● **About this exercise**:
The reply should hold only the lines from the one with "At - Index typeclass" through the end of the data, each given exactly.

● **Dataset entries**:
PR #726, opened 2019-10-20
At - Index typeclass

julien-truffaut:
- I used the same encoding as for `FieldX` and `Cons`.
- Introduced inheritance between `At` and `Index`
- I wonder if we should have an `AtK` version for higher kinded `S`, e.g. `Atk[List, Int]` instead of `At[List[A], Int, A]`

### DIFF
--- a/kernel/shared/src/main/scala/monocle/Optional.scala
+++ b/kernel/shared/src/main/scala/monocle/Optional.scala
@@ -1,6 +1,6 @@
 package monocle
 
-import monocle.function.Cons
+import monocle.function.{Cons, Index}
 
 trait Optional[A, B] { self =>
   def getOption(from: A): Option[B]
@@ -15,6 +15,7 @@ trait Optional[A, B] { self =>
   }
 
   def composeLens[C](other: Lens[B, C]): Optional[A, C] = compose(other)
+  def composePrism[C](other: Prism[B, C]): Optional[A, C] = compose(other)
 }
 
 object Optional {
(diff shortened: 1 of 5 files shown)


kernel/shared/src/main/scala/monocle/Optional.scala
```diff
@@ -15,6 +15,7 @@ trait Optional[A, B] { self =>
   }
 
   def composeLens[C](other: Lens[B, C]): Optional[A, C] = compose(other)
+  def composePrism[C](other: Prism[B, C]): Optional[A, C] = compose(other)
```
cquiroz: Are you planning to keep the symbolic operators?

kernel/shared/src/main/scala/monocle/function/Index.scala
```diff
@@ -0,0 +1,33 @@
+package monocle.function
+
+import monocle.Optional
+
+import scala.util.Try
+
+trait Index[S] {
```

● **Response for this exercise**:
At - Index typeclass

julien-truffaut:
- I used the same encoding as for `FieldX` and `Cons`.
- Introduced inheritance between `At` and `Index`
- I wonder if we should have an `AtK` version for higher kinded `S`, e.g. `Atk[List, Int]` instead of `At[List[A], Int, A]`

### DIFF
--- a/kernel/shared/src/main/scala/monocle/Optional.scala
+++ b/kernel/shared/src/main/scala/monocle/Optional.scala
@@ -1,6 +1,6 @@
 package monocle
 
-import monocle.function.Cons
+import monocle.function.{Cons, Index}
 
 trait Optional[A, B] { self =>
   def getOption(from: A): Option[B]
@@ -15,6 +15,7 @@ trait Optional[A, B] { self =>
   }
 
   def composeLens[C](other: Lens[B, C]): Optional[A, C] = compose(other)
+  def composePrism[C](other: Prism[B, C]): Optional[A, C] = compose(other)
 }
 
 object Optional {
(diff shortened: 1 of 5 files shown)


kernel/shared/src/main/scala/monocle/Optional.scala
```diff
@@ -15,6 +15,7 @@ trait Optional[A, B] { self =>
   }
 
   def composeLens[C](other: Lens[B, C]): Optional[A, C] = compose(other)
+  def composePrism[C](other: Prism[B, C]): Optional[A, C] = compose(other)
```
cquiroz: Are you planning to keep the symbolic operators?

kernel/shared/src/main/scala/monocle/function/Index.scala
```diff
@@ -0,0 +1,33 @@
+package monocle.function
+
+import monocle.Optional
+
+import scala.util.Try
+
+trait Index[S] {
```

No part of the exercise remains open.